House, Senate vote down bill that would tighten limits on MaineCare coverage for methadone, Suboxone
AUGUSTA, Maine — The Maine House and Senate on Monday turned down a bill aimed at further limiting Medicaid coverage for drug addiction treatments that rely on prescribing methadone and Suboxone.
The House voted 79-60 against the bill, LD 908, which would eliminate all exceptions to 24-month limits in place for methadone and Suboxone treatments covered by MaineCare, the state’s Medicaid program. The Senate voted 20-14 against the measure.
The votes came days after lawmakers rejected another bill, LD 802, that would have entirely eliminated MaineCare coverage for methadone and Suboxone, which are commonly used to treat addictions to heroin and prescription painkillers.
Rep. Elizabeth Dickerson, D-Rockland, said policymakers need to encourage addiction treatments that don’t involve replacing an addiction to one drug with an addiction to another.
“We have a program that’s largely ignoring on some level the component that could actually work, which is counseling and treatment not necessarily involving just taking another drug,” Dickerson said. “I hope that moving forward as a Legislature, we’re courageous enough to actually have that discussion about what real treatment and real recovery actually means, that it isn’t simply maintaining an individual on another drug.”
The state has had a 24-month limit on MaineCare coverage for methadone and Suboxone treatments since the start of this year, when a provision passed last May as part of a supplemental budget took effect. The treatments came as part of a budget that scaled back eligibility for MaineCare and a range of other services covered by the low-income insurance program, including coverage for prescription anti-smoking medications.
During House debate Monday on LD 908, Democrats reiterated their opposition to the two-year limit on methadone and Suboxone treatments, much less a measure that would eliminate all exceptions to the rule, which require approval from the Department of Health and Human Services.
“There is no reason to place a two-year limit” on treatments, said Rep. Ann Dorney, D-Norridgewock.
The state spent about $9 million for methadone treatment in 2010 and another $7 million to transport patients to clinics, according to the Department of Health and Human Services. Maine was expected to save $1.36 million between 2013 and 2015 from limiting the length of methadone treatments. The state could realize other potential savings from the cost of transporting patients receiving methadone treatments.

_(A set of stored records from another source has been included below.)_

PR #300, opened 2017-10-29
use estimatesmartfee for fee estimation

SomberNight:
It would be nice to start using `estimatesmartfee` instead of `estimatefee`.

`estimatefee` is deprecated in Bitcoin Core on master (https://github.com/bitcoin/bitcoin/pull/11031), which might already cause problems to some server ops (if they forget to explicitly enable the RPC).
Also, users would probably appreciate the lower estimates.

Note however that the `estimatesmartfee` RPC has only been introduced around 0.14.2 (??), so this won't work with older daemons.

The implementation here only affects BitcoinSegwit and BitcoinSegwitTestnet, I could only test with these coins/nets; but this could be extended. There might be nicer ways of doing this, not sure; open to ideas.

Related: https://github.com/spesmilo/electrum/issues/2420

### DIFF
--- a/server/daemon.py
+++ b/server/daemon.py
@@ -20,6 +20,7 @@ import aiohttp
 
 from lib.util import LoggedClass, int_to_varint, hex_to_bytes
 from lib.hash import hex_str_to_hash
+from lib.jsonrpc import JSONRPC
 
 
 class DaemonError(Exception):
@@ -30,8 +31,7 @@ class Daemon(LoggedClass):
     '''Handles connections to a daemon at the given URL.'''
 
     WARMING_UP = -28
-
-    HTTP_NOT_FOUND = 404
+    RPC_MISC_ERROR = -1
 
     class DaemonWarmingUpError(Exception):
         '''Raised when the daemon returns an error in its results.'''
@@ -100,7 +100,7 @@ class Daemon(LoggedClass):
                     # If bitcoind can't find a tx, for some reason
                     # it returns 500 but fills out the JSON.
                     # Should still return 200 IMO.
-                    if resp.status in (200, 500):
+                    if resp.status in (200, 404, 500):
                         return await resp.json()
                     return (resp.status, resp.reason)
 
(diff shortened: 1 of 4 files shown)


kyuupichan:
Better to test if supported and remember the result, and send the appropriate RPC thereon.

SomberNight:
Ok, will look into that. Probably tomorrow.

phungvietnam:
up

SomberNight:
I've pushed a new commit. Can rebase and squash optionally.

What's your take on this implementation (or at least approach)?

Note that we could clear `self._available_rpcs` when the daemon comes online after it was down as it might have been replaced with a different daemon. I think this would need locking though, with e.g. a dedicated lock for `self._available_rpcs`.

server/daemon.py
```diff
@@ -194,6 +197,24 @@ def processor(result):
             return await self._send(payload, processor)
         return []
 
+    async def _is_rpc_available(self, method):
+        available = self._available_rpcs.get(method, None)
+        if available is None:
+            payload = {'method': method, 'id': self.next_req_id()}
+            data = json.dumps(payload)
+            result = await self._send_data(data)
+            if not isinstance(result, tuple):
```
kyuupichan: The general approach is what I had in mind.  I don't like the duplication here though.  Why not just call self._send_single like self.estimatefee does, and catch the thrown exception when not available?

SomberNight: Well as far as I can see there is no exception to catch. If we call `self._send_single`, that calls `self._send`, and we reach L138. Log shows: `ERROR:Daemon:HTTP error code 404: Not Found  Retrying occasionally...`

kyuupichan: I see.  It's a shame bitcoind's JSON implementation is so bad, this isn't the only example.  It should be returning a JSON not HTTP error.  Perhaps the core loop should translate that error code to a DeamonError exception.

I'll take a closer look when I'm back.

kyuupichan: I can't test for several days myself but perhaps adding 400 to the list of error codes at line 100 for resp.status will have the effect of throwing the error.  Can you try that?

kyuupichan: It seems like bitcoind uses HTTP error codes independently of the JSON, and sends the JSON too.

SomberNight: Looks like this will work. Will have something soon.

kyuupichan:
Looks good, thanks.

At the end of 2012, 4,760 drug-addicted Mainers were undergoing methadone maintenance treatment to fight opiate addiction, and 3,119 of them — more than 65 percent — received MaineCare coverage, according to DHHS.
Another measure pending before the Legislature this spring would increase the number of federally qualified centers authorized to provide methadone treatment so the state could realize savings from reduced patient transportation costs. Currently, Maine has just nine methadone clinics, including only one north of Bangor.